Issue #3433, opened 2019-09-11
Run the breaking change detector on PRs


jskeet:
For APIs which have already gone GA, it would be useful to run our breaking change detector against the published version.
Will need to look to see how tricky that is.

jskeet:
VersionCompat feature requests:

- Load from NuGet
- Split into breaking / non-breaking
- Allow "only show breaking"
- Allow "return error code on breaking"

jskeet:
Added assignment to Chris for the feature requests; I'll implement the integration part.

jskeet:
Rules for what to compare against, based on version in the API catalog (which indicates the most recent release, unless this change *is* a release):

- `x.0.0-*`: None
- `x.0.*-*`: `x.0.0`
- `x.y.*`: `x.y.0`
- `x.y.*-*`: `x.(y-1).0`

Need to handle "this change is a release" separately somehow.

jskeet:
See #3505 for the start of this work.

jskeet:
It's possible that what we've got now is fine for PRs, but that if we detect version changes in a PR, *then* we should check against the previous versions.

jskeet:
Fixed by #3572

PR #3507, opened 2019-09-18
Add flag to control Output behaviour

chrisdunelm:
Updates #3433

### DIFF
--- a/tools/Google.Cloud.Tools.VersionCompat/Program.cs
+++ b/tools/Google.Cloud.Tools.VersionCompat/Program.cs
@@ -93,12 +93,29 @@ namespace Google.Cloud.Tools.VersionCompat
             MajorAndMinor = 2,
         }
 
+        [Flags]
+        private enum OutputBehavior
+        {
+            None = 0,
+            Major = 1,
+            Minor = 2,
+
+            // To allow all combinations to be set with a single flag value
+            MajorAndMinor = 3,
+        }
+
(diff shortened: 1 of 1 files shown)


tools/Google.Cloud.Tools.VersionCompat/Program.cs
```diff
@@ -93,12 +93,26 @@ private enum ExitCodeBehavior
             MajorAndMinor = 2,
         }
 
+        private enum OutputBehavior
```
jskeet: Possibly make this a flags enum, then you can conditionalize it more easily?

chrisdunelm: done

tools/Google.Cloud.Tools.VersionCompat/Program.cs
```diff
@@ -137,7 +154,7 @@ static int Main(string[] args)
 
             var diffs = Check(assem0, assem1, null);
 
-            if (diffs.Major.Any())
+            if ((options.OutputBehavior & OutputBehavior.Major) != 0 && diffs.Major.Any())
```
jskeet: Could use Enum.HasFlag, but that could come later.

chrisdunelm: ack :) I'd forgotten that existed!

Task description: Could you reproduce, exactly as written, the lines running from the one with "chrisdunelm: done" to the end of the entries above?

Solution to this exercise:
chrisdunelm: done

tools/Google.Cloud.Tools.VersionCompat/Program.cs
```diff
@@ -137,7 +154,7 @@ static int Main(string[] args)
 
             var diffs = Check(assem0, assem1, null);
 
-            if (diffs.Major.Any())
+            if ((options.OutputBehavior & OutputBehavior.Major) != 0 && diffs.Major.Any())
```
jskeet: Could use Enum.HasFlag, but that could come later.

chrisdunelm: ack :) I'd forgotten that existed!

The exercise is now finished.